__DATA EXTRACT__

PR #488, opened 2019-08-07
Timing utils

luojing1211:
This PR adds the functionality of adding/deleting parameters via building new timing model from the parfile lines (a list of par file lines)


aarchiba:
I think it's worth mentioning that this PR also introduces the ability to easily do F tests!

aarchiba:
Is rebuilding the par file from lines really the best we can do for modifying model objects? Wouldn't it be nice to be able to add and remove parameters from a model using methods of the model object?

Alternatively, for the F test, might it be more appropriate to freeze and unfreeze model parameters? It doesn't permit comparison of models with non-nested parameter sets - you can ask whether F2 or proper motion provide statistically significant improvements over the base model, but not whether one is better than the other. At least not with the F test. Bayesian and Bayesian-adjacent model comparison techniques do exist, so alternatives other than freezing and unfreezing parameters are valuable.

pint/models/model_builder.py
```diff
@@ -70,8 +70,15 @@ def preprocess_parfile(self, parfile):
         """
         param = {}
         repeat_par = {}
-        pfile = open(parfile, 'r')
-        for l in [pl.strip() for pl in pfile.readlines()]:
+        if isinstance(parfile, str):
+            pfile = open(parfile, 'r')
+            plines = pfile.readlines()
+        elif isinstance(parfile, (list, tuple)):
```
aarchiba: Lists and tuples are not the only iterable types. Perhaps astropy's isiterable, or just try doing a for loop over it and catch the exception?

pint/models/model_builder.py
```diff
@@ -70,8 +70,15 @@ def preprocess_parfile(self, parfile):
         """
         param = {}
         repeat_par = {}
-        pfile = open(parfile, 'r')
-        for l in [pl.strip() for pl in pfile.readlines()]:
+        if isinstance(parfile, str):
+            pfile = open(parfile, 'r')
+            plines = pfile.readlines()
```
aarchiba: Do you still need the file object after this? Why not just open it in a with statement and pull out the lines?

pint/models/model_builder.py
```diff
@@ -90,7 +97,8 @@ def preprocess_parfile(self, parfile):
         self.param_inparF = param
         for key in repeat_par.keys():
             self.param_inparF[key + str(1)] = self.param_inparF.pop(key)
-        pfile.close()
+        if isinstance(parfile, str):
+            pfile.close()
```
aarchiba: Closing files that were opened for reading is not essential, which is good because if an exception is raised this never gets called.

pint/models/model_builder.py
```diff
@@ -70,8 +70,15 @@ def preprocess_parfile(self, parfile):
         """
         param = {}
         repeat_par = {}
-        pfile = open(parfile, 'r')
-        for l in [pl.strip() for pl in pfile.readlines()]:
+        if isinstance(parfile, str):
```
aarchiba: The usual python custom is to accept a filename or a file-like object; this is easily added here. In fact, iterating over a file-like object will yield its lines, so this falls directly into the case below.

pint/models/model_builder.py
```diff
@@ -241,16 +249,12 @@ def get_model(parfile):
     """A one step function to build model from a parfile
         Parameters
         ---------
-        name : str
-            Name for the model.
-        parfile : str
-            The parfile name
+        parfile : str or str list
```
aarchiba: "list of str" is the standard way of specifying this.

pint/models/timing_model.py
```diff
@@ -162,6 +163,22 @@ def components(self,):
                 comps[cp.__class__.__name__] = cp
         return comps
 
+    @property
+    def categories(self):
+        categories = []
+        if six.PY2:
+            type_list = super(TimingModel, self).__getattribute__('component_types')
```
aarchiba: is __getattribute__ really needed here? It's *extremely* arcane. Shouldn't there be a better interface to getting the list of component types?

pint/models/timing_model.py
```diff
@@ -774,14 +792,42 @@ def designmatrix(self, toas, acc_delay=None, scale_by_F0=True, \
...
+        elif isinstance(parfile, (list, tuple)):
+            plines = parfile
+        else:
+            raise ValueError("Acceptable .par file format: `filename` and "
+                             "`.par file line list.`")
+        self.read_parfile_string(plines)
+        if isinstance(parfile, str):
+            pfile.close()
+
+    def read_parfile_string(self, par_strings):
```
aarchiba: Is there any need for a separate function here rather than just making read_parfile accept both types?

pint/models/timing_model.py
```diff
@@ -774,14 +792,42 @@ def designmatrix(self, toas, acc_delay=None, scale_by_F0=True, \
...
+           par_strings: list
+               List of parfile line strings.
+        """
         checked_param = []
         repeat_param = {}
         param_map = self.get_params_mapping()
         comps = self.components
-        pfile = open(filename, 'r')
-        for l in [pl.strip() for pl in pfile.readlines()]:
+        for l in [pl.strip() for pl in par_strings]:
```
aarchiba: I recommend (writing and) using a generator that yields only non-comment non-blank stripped lines. I bet this isn't the only place we'd use such a thing. Particularly if the comment marker was a parameter.

pint/timing_utils/core.py
```diff
@@ -0,0 +1,134 @@
...
+        self.model = deepcopy(self.input_model)
+
+    def save_changes(self):
+        # TODO add check if the model is saved
+        self.model_stack.append(deepcopy(self.model))
+
+    def undo_changes(self):
+        self.model = self.model_stack.pop(-1)
+
+    def add_params(self, params):
```
aarchiba: Why not operate by freezing parameters in the largest model in use?

pint/timing_utils/finalize_timing
```diff
@@ -0,0 +1,1212 @@
+# #! /usr/bin/env python
+#
+# # Script to call when finalizing timing for nanograv pulsars
```
aarchiba: Why is this file being checked in all commented out?

pint/timing_utils/statistics.py
```diff
@@ -0,0 +1,50 @@
...
+
+       Return
+       ------
+       The probability that the improvement in chi2 is due to random chance
+       (i.e. a low probability means that the new fit is quantitatively better,
+       while a value near 1 means that the new model should likely be rejected).
+       If the new model has a higher chi^2 than the original model, returns
+       value is -1.
+
+       Note
```
aarchiba: Should probably also mention that the models must be *nested*, that is, that model 1 must be obtainable from model 2 by freezing a certain number of the parameters of model 2. In fact it might make sense to replace one of the parameters dof_1, dof_2 by frozen_parameters to encourage users to be aware of this restriction.

pint/timing_utils/timing_setup.py
```diff
@@ -0,0 +1,32 @@
...
+# """
+#
+# from .toa import get_TOAs
+# from .models import get_model
+#
+#
+#
+# def check_components(model, required_components=['astrometry', 'spindown']):
+#     """Check if a timing model has sufficent components for high precision
+#     pulsar timing.
```
aarchiba: Better to explain what this does and doesn't do. For example, is a binary model required? What about a DM model? Anything to do with the Solar System? I can do high-precision timing with nothing but a spin-down model if I'm using already-barycentered X-ray data on an isolated pulsar. What about noise components?

pint/models/model_builder.py
luojing1211: > I think the ability to easily run F tests is very useful, as is the ability to take par files apart and put them together differently, but wouldn't it be simpler to just operate by freezing one or more parameters at their best values?

That would be easier. However, since the model (e.g., the binary model) is selected dependent on the parameters that are given, rebuilding the model ensures that PINT uses the proper model.

aarchiba: Well, that's sort of the problem: Because model selection is so opaque, how can you be sure the F test is valid if you rebuilt your TimingModel from scratch? If the model with the new parameters doesn't specialize to the one you started with when you fix certain parameters, the F test will give nonsense results. If the larger model does specialize correctly, then freezing the parameters will give you exactly what you expect.

If you're unsure whether an astrometry model that permits proper motion but with the proper motion fixed to zero is the same as a model with no proper motion, then you had better not apply the F test!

__REQUIRED ACTION__
Every line above should be printed again exactly as it stands.

__SOLUTION__
PR #488, opened 2019-08-07
Timing utils

luojing1211:
This PR adds the functionality of adding/deleting parameters via building new timing model from the parfile lines (a list of par file lines)


aarchiba:
I think it's worth mentioning that this PR also introduces the ability to easily do F tests!

aarchiba:
Is rebuilding the par file from lines really the best we can do for modifying model objects? Wouldn't it be nice to be able to add and remove parameters from a model using methods of the model object?

Alternatively, for the F test, might it be more appropriate to freeze and unfreeze model parameters? It doesn't permit comparison of models with non-nested parameter sets - you can ask whether F2 or proper motion provide statistically significant improvements over the base model, but not whether one is better than the other. At least not with the F test. Bayesian and Bayesian-adjacent model comparison techniques do exist, so alternatives other than freezing and unfreezing parameters are valuable.

pint/models/model_builder.py
```diff
@@ -70,8 +70,15 @@ def preprocess_parfile(self, parfile):
         """
         param = {}
         repeat_par = {}
-        pfile = open(parfile, 'r')
-        for l in [pl.strip() for pl in pfile.readlines()]:
+        if isinstance(parfile, str):
+            pfile = open(parfile, 'r')
+            plines = pfile.readlines()
+        elif isinstance(parfile, (list, tuple)):
```
aarchiba: Lists and tuples are not the only iterable types. Perhaps astropy's isiterable, or just try doing a for loop over it and catch the exception?

pint/models/model_builder.py
```diff
@@ -70,8 +70,15 @@ def preprocess_parfile(self, parfile):
         """
         param = {}
         repeat_par = {}
-        pfile = open(parfile, 'r')
-        for l in [pl.strip() for pl in pfile.readlines()]:
+        if isinstance(parfile, str):
+            pfile = open(parfile, 'r')
+            plines = pfile.readlines()
```
aarchiba: Do you still need the file object after this? Why not just open it in a with statement and pull out the lines?

pint/models/model_builder.py
```diff
@@ -90,7 +97,8 @@ def preprocess_parfile(self, parfile):
         self.param_inparF = param
         for key in repeat_par.keys():
             self.param_inparF[key + str(1)] = self.param_inparF.pop(key)
-        pfile.close()
+        if isinstance(parfile, str):
+            pfile.close()
```
aarchiba: Closing files that were opened for reading is not essential, which is good because if an exception is raised this never gets called.

pint/models/model_builder.py
```diff
@@ -70,8 +70,15 @@ def preprocess_parfile(self, parfile):
         """
         param = {}
         repeat_par = {}
-        pfile = open(parfile, 'r')
-        for l in [pl.strip() for pl in pfile.readlines()]:
+        if isinstance(parfile, str):
```
aarchiba: The usual python custom is to accept a filename or a file-like object; this is easily added here. In fact, iterating over a file-like object will yield its lines, so this falls directly into the case below.

pint/models/model_builder.py
```diff
@@ -241,16 +249,12 @@ def get_model(parfile):
     """A one step function to build model from a parfile
         Parameters
         ---------
-        name : str
-            Name for the model.
-        parfile : str
-            The parfile name
+        parfile : str or str list
```
aarchiba: "list of str" is the standard way of specifying this.

pint/models/timing_model.py
```diff
@@ -162,6 +163,22 @@ def components(self,):
                 comps[cp.__class__.__name__] = cp
         return comps
 
+    @property
+    def categories(self):
+        categories = []
+        if six.PY2:
+            type_list = super(TimingModel, self).__getattribute__('component_types')
```
aarchiba: is __getattribute__ really needed here? It's *extremely* arcane. Shouldn't there be a better interface to getting the list of component types?

pint/models/timing_model.py
```diff
@@ -774,14 +792,42 @@ def designmatrix(self, toas, acc_delay=None, scale_by_F0=True, \
...
+        elif isinstance(parfile, (list, tuple)):
+            plines = parfile
+        else:
+            raise ValueError("Acceptable .par file format: `filename` and "
+                             "`.par file line list.`")
+        self.read_parfile_string(plines)
+        if isinstance(parfile, str):
+            pfile.close()
+
+    def read_parfile_string(self, par_strings):
```
aarchiba: Is there any need for a separate function here rather than just making read_parfile accept both types?

pint/models/timing_model.py
```diff
@@ -774,14 +792,42 @@ def designmatrix(self, toas, acc_delay=None, scale_by_F0=True, \
...
+           par_strings: list
+               List of parfile line strings.
+        """
         checked_param = []
         repeat_param = {}
         param_map = self.get_params_mapping()
         comps = self.components
-        pfile = open(filename, 'r')
-        for l in [pl.strip() for pl in pfile.readlines()]:
+        for l in [pl.strip() for pl in par_strings]:
```
aarchiba: I recommend (writing and) using a generator that yields only non-comment non-blank stripped lines. I bet this isn't the only place we'd use such a thing. Particularly if the comment marker was a parameter.

pint/timing_utils/core.py
```diff
@@ -0,0 +1,134 @@
...
+        self.model = deepcopy(self.input_model)
+
+    def save_changes(self):
+        # TODO add check if the model is saved
+        self.model_stack.append(deepcopy(self.model))
+
+    def undo_changes(self):
+        self.model = self.model_stack.pop(-1)
+
+    def add_params(self, params):
```
aarchiba: Why not operate by freezing parameters in the largest model in use?

pint/timing_utils/finalize_timing
```diff
@@ -0,0 +1,1212 @@
+# #! /usr/bin/env python
+#
+# # Script to call when finalizing timing for nanograv pulsars
```
aarchiba: Why is this file being checked in all commented out?

pint/timing_utils/statistics.py
```diff
@@ -0,0 +1,50 @@
...
+
+       Return
+       ------
+       The probability that the improvement in chi2 is due to random chance
+       (i.e. a low probability means that the new fit is quantitatively better,
+       while a value near 1 means that the new model should likely be rejected).
+       If the new model has a higher chi^2 than the original model, returns
+       value is -1.
+
+       Note
```
aarchiba: Should probably also mention that the models must be *nested*, that is, that model 1 must be obtainable from model 2 by freezing a certain number of the parameters of model 2. In fact it might make sense to replace one of the parameters dof_1, dof_2 by frozen_parameters to encourage users to be aware of this restriction.

pint/timing_utils/timing_setup.py
```diff
@@ -0,0 +1,32 @@
...
+# """
+#
+# from .toa import get_TOAs
+# from .models import get_model
+#
+#
+#
+# def check_components(model, required_components=['astrometry', 'spindown']):
+#     """Check if a timing model has sufficent components for high precision
+#     pulsar timing.
```
aarchiba: Better to explain what this does and doesn't do. For example, is a binary model required? What about a DM model? Anything to do with the Solar System? I can do high-precision timing with nothing but a spin-down model if I'm using already-barycentered X-ray data on an isolated pulsar. What about noise components?

pint/models/model_builder.py
luojing1211: > I think the ability to easily run F tests is very useful, as is the ability to take par files apart and put them together differently, but wouldn't it be simpler to just operate by freezing one or more parameters at their best values?

That would be easier. However, since the model (e.g., the binary model) is selected dependent on the parameters that are given, rebuilding the model ensures that PINT uses the proper model.

aarchiba: Well, that's sort of the problem: Because model selection is so opaque, how can you be sure the F test is valid if you rebuilt your TimingModel from scratch? If the model with the new parameters doesn't specialize to the one you started with when you fix certain parameters, the F test will give nonsense results. If the larger model does specialize correctly, then freezing the parameters will give you exactly what you expect.

If you're unsure whether an astrometry model that permits proper motion but with the proper motion fixed to zero is the same as a model with no proper motion, then you had better not apply the F test!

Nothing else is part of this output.